── SOURCE DATA ──

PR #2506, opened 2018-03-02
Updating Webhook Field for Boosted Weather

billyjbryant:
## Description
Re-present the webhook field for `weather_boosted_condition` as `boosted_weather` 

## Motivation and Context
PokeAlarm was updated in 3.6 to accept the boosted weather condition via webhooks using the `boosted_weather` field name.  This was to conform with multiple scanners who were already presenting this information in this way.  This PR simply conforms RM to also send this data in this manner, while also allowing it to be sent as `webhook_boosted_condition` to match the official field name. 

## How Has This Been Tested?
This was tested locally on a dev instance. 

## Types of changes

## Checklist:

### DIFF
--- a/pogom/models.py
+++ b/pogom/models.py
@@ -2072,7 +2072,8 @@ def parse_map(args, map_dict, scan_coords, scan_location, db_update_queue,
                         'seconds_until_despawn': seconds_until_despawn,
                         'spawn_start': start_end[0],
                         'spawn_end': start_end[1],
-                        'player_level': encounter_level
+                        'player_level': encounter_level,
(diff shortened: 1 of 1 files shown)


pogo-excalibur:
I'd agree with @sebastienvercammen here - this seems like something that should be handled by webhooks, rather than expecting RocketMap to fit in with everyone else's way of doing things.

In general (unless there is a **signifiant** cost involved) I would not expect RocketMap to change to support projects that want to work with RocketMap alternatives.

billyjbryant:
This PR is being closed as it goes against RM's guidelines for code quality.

───

ABOUT THIS EXERCISE –
The lines to return are those with the string "RocketMap" in them; copy each from the entries above.

SOLUTION FOR THIS TASK –
I'd agree with @sebastienvercammen here - this seems like something that should be handled by webhooks, rather than expecting RocketMap to fit in with everyone else's way of doing things.
In general (unless there is a **signifiant** cost involved) I would not expect RocketMap to change to support projects that want to work with RocketMap alternatives.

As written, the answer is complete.